The battle of the sexes in biomedical research

Women’s rights activist Elizabeth Cady Stanton decreed that “all men and women are created equal,” a proclamation necessary to win women the right to equal representation in the eyes of the government. Ironically, I believe we now need to realize just how differently men and women are created in order to secure a new set of rights for women, that of equal representation in preclinical biomedical research. It isn’t news that males and females are biologically different (duh), but historically, scientists have conducted studies predominantly on male mice, presuming those discoveries would be applicable to both men and women; unsurprisingly, current research is pointing out the many flaws in this logic. In May of last year (2014), the National Institutes of Health (NIH), the agency that is charged with allocating government funds to research grants, announced policies that would require basic scientists to use both male and female mice in their studies.  The announcement of these policies included the following reasoning:

"The over-reliance on male animals and cells in preclinical research obscures key sex differences that could guide clinical studies. And it might be harmful: women experience higher rates of adverse drug reactions than men do. Furthermore, inadequate inclusion of female cells and animals in experiments and inadequate analysis of data by sex may well contribute to the troubling rise of irreproducibility in preclinical biomedical research, which the NIH is now actively working to address."

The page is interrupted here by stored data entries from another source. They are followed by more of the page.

PR #9823, opened 2026-05-14
feat(gallery): verify backend OCI images with keyless cosign

richiejp:
Unlike the models we don't verify the backend contents. If we just
tried hashing them like the models, then we'd have to keep updating the 
gallery YAML. So this uses signing instead.

However this does not turn on signing now, we first need to populate the
registry with signed images and then enforce it in a later release.

**Notes for Reviewers**

Close a trust gap where a registry compromise or MITM could silently
replace a backend image: the gallery YAML tells LocalAI which image to
pull, but until now nothing verified the bytes came from our CI.

Consumer (pkg/oci/cosignverify):
- New package using sigstore-go to verify keyless-cosign signatures.
- OCI 1.1 referrers API + new bundle format (no legacy :tag.sig).
- Policy fields: Issuer / IssuerRegex / Identity / IdentityRegex /
  NotBefore. NotBefore is the revocation lever — keyless Fulcio certs
  are ephemeral so revocation is policy-side; advancing not_before in
  the gallery YAML invalidates every signature predating the cutoff.
- TUF trusted root cached process-wide so N backends from one gallery
  do 1 fetch, not N.

Plumbing:
- pkg/downloader: ImageVerifier interface + WithImageVerifier option
  threaded through DownloadFileWithContext. Verification runs between
  oci.GetImage and oci.ExtractOCIImage, with digest pinning via
  pinnedImageRef to close the TOCTOU window. Skips the verifier's HEAD
  when the ref is already digest-pinned.
- core/config: Gallery.Verification YAML block.
- core/gallery: backendDownloadOptions builds the verifier from the
  policy; applied on initial URI, mirrors, and tag fallbacks.
- core/gallery/upgrade: the upgrade path now routes through the same
  options builder. A regression Ginkgo spec pins this contract —
  without it, UpgradeBackend silently bypassed verification.
- core/cli: --require-backend-integrity (LOCALAI_REQUIRE_BACKEND_INTEGRITY)
  escalates missing policy / empty SHA256 from warn to hard-fail.

Producer (.github/workflows/backend_merge.yml):
- id-token: write at job scope (PR-fork-safe via existing event gate).
- sigstore/cosign-installer@v3 pinned to v2.4.1.
- After each docker buildx imagetools create, resolve the manifest
  list digest and run cosign sign --recursive --new-bundle-format
  --registry-referrers-mode=oci-1-1 against repo@digest. --recursive
  signs the index and every per-arch entry, matching how the consumer
  resolves a tag to a platform-specific manifest before verifying.

Rollout: backend/index.yaml has no `verification:` block yet, so this
PR is backward-compatible — installs proceed with a warning until the
gallery is populated. Strict mode is opt-in.


core/gallery/backends.go
```diff
@@ -102,6 +104,91 @@ func writeBackendMetadata(backendPath string, metadata *BackendMetadata) error {
...
 }
 
+// RequireBackendIntegrityEnvVar promotes empty SHA256 / missing verification
+// policy from a warning to a hard failure. Off by default to keep upgrades
+// non-breaking; operators opt in explicitly. See backendDownloadOptions.
+const RequireBackendIntegrityEnvVar = "LOCALAI_REQUIRE_BACKEND_INTEGRITY"
+
+// strictBackendIntegrity reports whether the runtime is configured to refuse
+// backend installs that cannot be integrity-checked.
+func strictBackendIntegrity() bool {
```
mudler: I'm not sure what am I missing here, why are we reading the environment variable here directly and not propagating it as an option?

core/gallery/backends.go
```diff
@@ -102,6 +104,91 @@ func writeBackendMetadata(backendPath string, metadata *BackendMetadata) error {
...
+// is the higher-level gate that turns the configuration choice into policy.
+func backendDownloadOptions(config *GalleryBackend) ([]downloader.DownloadOption, error) {
+	uri := downloader.URI(config.URI)
+	hasVerification := config.Gallery.Verification != nil
+	hasSHA := config.SHA256 != ""
+
+	switch {
+	case uri.LooksLikeOCI():
+		if !hasVerification {
+			if strictBackendIntegrity() {
```
mudler: is this running in a separate process? if not we can avoid reading the env here

richiejp: Yup, sorry, that's just slop. I've added a lint check that prevents env vars from being randomly accessed.

mudler (dismissed):

mudler:
@richiejp can you rebase please?

mudler (approved):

As with most changes in funding policies, there was pushback on the NIH’s new policy. Including both male and female mice would almost certainly increase variability, resulting in more time and resources spent on answering experimental questions. As a sixth year graduate student, I whole-heartedly agree that no scientist wants to see those two factors increase. One suggested solution was to increase allocated funds for studies specifically designed for “sex differences research.” This essentially would give scientists the allowance to presume what may or may not differ between the sexes. My personal experience over the past months calls bullshit.

I use mice as a model system to study cells of the sympathetic nervous system, which regulates the “fight or flight” response we experience when faced with a stress trigger (i.e. a big exam, public speaking, or a swerving car).  Specifically, I examine how signaling through a specific protein helps sympathetic neurons develop connections with another type of neuron. There’s no reason to think there would be sex differences in the basic circuit that I study—both males and females have these cells, both males and females develop the same inter-neuronal connection, and that connection functions similarly in both males and females  to control pupil dilation, increased sweating and increased heart rate, among other things. However, after a relatively long struggle with results that didn’t always add up, I discovered the missing piece of the puzzle: male and female mice have inherently different expression patterns of that specific protein in sympathetic neurons. Imminently, this means that I can move forward with my experiments and have cleaner data by examining results according to gender. But I’m intrigued—what does this mean more generally for how cells of the sympathetic nervous system connect to form circuits and thus function? And I’m hooked on the possibility that differences between the sexes may be more common than most scientists currently think.

Supporting my new take on sex differences is an interesting article on pain I recently came across in the journal Nature Neuroscience from Jeffrey Mogil’s lab.  For years, Mogil has called for equal representation of male and female mice in pain research, and his recent paper illustrates the point that males and females have differences even in unsuspected areas such as chronic pain. Essentially, the study demonstrates that drugs that work in male mice to help reduce hypersensitivity to pain do not reduce hypersensitivity to pain in female mice. Why?  Because the pain causing mechanism is fundamentally different between the sexes. This is an important finding because one of the drugs used in the study was actually used in a clinical trial for neuropathic pain—a clinical trial that included both men and women. This work underlines a major flaw in studying only one sex in basic science studies. Adding fuel to the painful fire is the fact that women make up the majority of chronic pain patients. How is studying only male mice fair to those women?

My own experience and current publications are pointing to the fact that we, as scientists, cannot predetermine which biological systems will show sex differences. It seems clear that preclinical studies need to do their due diligence and include both genders in order to provide information that would be relevant to both men and women. The new NIH policies may not be perfect in how they are requiring this, but it seems to me that every researcher should remember that sex matters, so that all men and women patients can be duly represented.